PR #95, opened 2026-05-20
fix(sync): quiet routine VtxoSynchronizationService poll logs

Kukks:
## Quiet routine VtxoSynchronizationService poll logs

The 5-second safety-net poll in `VtxoSynchronizationService.RoutinePoll` is deliberate and cheap — it bounds the arkd-indexer detection gap that motivated the v2.1.13 fix, and each tick is one short gRPC call (≈ 2-3 ms with `after=now-2min` on a small script set). The work is fine.

The **log volume** isn't. Every tick fires two `LogInformation` lines in `StartQueryLogic`:

```
info: ... StartQueryLogic: polling 2 script(s) (after=...): [...]
info: ... StartQueryLogic: poll returned 0 VTXO(s) across 2 script(s) in 3ms
```

On an idle wallet that's 24 INFO lines/minute of pure noise, drowning anything else at the default log level. Surfaced in BTCPay-plugin operator review.

### Change
- **Pre-poll "polling …" line → Debug always.** Same info is in the result line below; the upcoming arkd call isn't a productive signal on its own.
- **Post-poll result line → conditional:** `Info` only when the poll produced a VTXO (the *productive* case — a payment landed) **or** when this is the first cold-start catch-up (one-off, worth seeing). Routine ticks that find 0 drop to `Debug`.

### Non-changes
- Same gRPC call schedule and cadence (`RoutinePollInterval = 5s`, `RoutinePollLookback = 2min`).
- Same upsert path, same cursor advance, same cold-start gating.
- Operators who want the chatter back set their log level to `Debug`.

No public-API surface touched — pure logging-verbosity tune.

### Test plan
- [x] `dotnet build NArk.Core/NArk.Core.csproj` clean (0 errors).
- [ ] CI: build + unit tests + E2E.

### DIFF
--- a/NArk.Core/Services/VtxoSynchronizationService.cs
+++ b/NArk.Core/Services/VtxoSynchronizationService.cs
@@ -446,7 +446,11 @@ public class VtxoSynchronizationService : IAsyncDisposable
             var started = DateTimeOffset.UtcNow;
             try
             {
-                _logger?.LogInformation(
+                // Pre-poll line is just "we're about to call arkd" — same
+                // info is in the result line below, so keep it at Debug to
+                // avoid doubling the per-tick spam on the 5-second safety
+                // net.
+                _logger?.LogDebug(
                     "StartQueryLogic: polling {Count} script(s) (after={After}): [{Scripts}]",
                     request.Scripts.Count,
                     request.After?.ToString("O") ?? "<none>",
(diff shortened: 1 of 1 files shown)


ghost (approved):
## Review: ✅ Approve

**Scope:** Logging verbosity only — no protocol, API, or sync-logic changes.

### What I checked

1. **Full file context** (`VtxoSynchronizationService.cs`, 675 lines). The two changed log sites at lines 453 and 470-481 are inside `StartQueryLogic`, the channel-reader loop. No control flow, upsert path, cursor advancement, or cold-start gating is altered.

2. **Pre-poll log (line 453):** `LogInformation` → `LogDebug`. Correct — the same scripts/after info is repeated in the result line, so the pre-poll line was redundant at Info. No information loss.

3. **Post-poll log (lines 470-481):** Conditional level based on `found > 0 || request.IsColdStartCatchup`. The branching is sound:
   - `found > 0` → Info (a VTXO landed — the signal operators care about).
   - `IsColdStartCatchup` → Info even on 0 (one-off first-tick, good for startup diagnostics).
   - Routine 0-result ticks → Debug (the 24 lines/min noise this PR eliminates).

4. **Debug-branch log message** (line 479) hardcodes `"0"` in the format string instead of using the `{Found}` placeholder. This is fine — the branch is only entered when `found == 0`, so it's a minor optimization avoiding a boxing allocation. The structured-log template loses the `Found` property key, but since the value is always 0, no queryable signal is lost.

5. **Cold-start and cursor logic** (lines 487-508) is untouched. `_coldStartCatchupComplete`, `WriteCursorAcrossWalletsAsync`, and the `IsFullSetSnapshot` gate are identical to master.

6. **Cross-repo impact:** None. No public API, type, or interface changes. Pure internal logging.

7. **Git history:** The file has had significant churn around sync robustness (stream-miss recovery, retry schedules, per-wallet cursors). This PR correctly leaves all of that machinery alone.

### Verdict

Clean, low-risk change. Reduces operator log noise from ~24 INFO lines/min to 0 on idle wallets while preserving the productive signal (VTXO arrivals, cold-start). CI pending — approve contingent on green build.

🤖 Arkana

PR #98, opened 2026-05-21
fix(sync): demote PollScriptsForVtxos curl debug-aid log to Debug

Kukks:
## Summary
- `VtxoSynchronizationService.PollScriptsForVtxos` logs an equivalent `curl http://localhost:7070/v1/indexer/vtxos?…` line each invocation as a manual-testing aid. The line was `LogInformation`, so it fired on every 5-second safety-net poll cycle regardless of result — exactly the routine-poll noise PR #95 was meant to remove.
- Demoted to `LogDebug` and gated on `_logger.IsEnabled(LogLevel.Debug)` so the query-string formatting cost is skipped when Debug isn't enabled.

## Test plan
- [ ] At default Info log level, the `PollScriptsForVtxos: curl …` line no longer appears.
- [ ] At Debug log level, the same line appears unchanged so it stays useful as a manual-testing aid.

### DIFF
--- a/NArk.Core/Services/VtxoSynchronizationService.cs
+++ b/NArk.Core/Services/VtxoSynchronizationService.cs
@@ -612,11 +612,16 @@ public class VtxoSynchronizationService : IAsyncDisposable
         _logger?.LogInformation("PollScriptsForVtxos: querying arkd indexer for {Count} scripts (after={After}): [{Scripts}]",
             scripts.Count, after?.ToString("O") ?? "<none>", string.Join(", ", scripts));
 
-        // Log equivalent REST API URL for manual testing (substitute your arkd host:port).
-        var queryParams = string.Join("&", scripts.Select(s => $"scripts={Uri.EscapeDataString(s)}"));
-        if (after.HasValue)
-            queryParams += $"&after={after.Value.ToUnixTimeMilliseconds()}";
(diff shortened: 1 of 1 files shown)


ghost (approved):
**LGTM — approved.**

Clean, minimal change. Reviewed the full `VtxoSynchronizationService.cs` for context.

**What this does:**
- Demotes the `curl …` debug-aid log from `LogInformation` → `LogDebug` (line 623)
- Gates the `string.Join` + `Uri.EscapeDataString` formatting behind `_logger?.IsEnabled(LogLevel.Debug) == true` to skip allocation when Debug is off

**Correctness checks:**
- `_logger?.IsEnabled(LogLevel.Debug) == true` — null-safe; if `_logger` is null, `?.` returns null, `== true` is false. ✓
- Inside the guard, `_logger.LogDebug(...)` (no `?.`) is safe because the guard already proved `_logger != null`. ✓
- No behavioral change to VTXO polling, upsert, or any protocol-critical path — only the cosmetic curl log moved. ✓
- The Info-level log at line 612 (script count + after timestamp) is retained, so operators still see poll activity at default log levels. ✓
- Consistent with PR #95's intent to reduce routine-poll noise.

**Not protocol-critical** — no VTXO handling, signing, forfeit, round lifecycle, or exit path changes. Pure logging hygiene.

No cross-repo impact (no public API, type, or interface changes).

## ACTIVITY
What is the number of lines in the records above that include the word "type"? Reply with that number and nothing more.

## EXPECTED ANSWER
2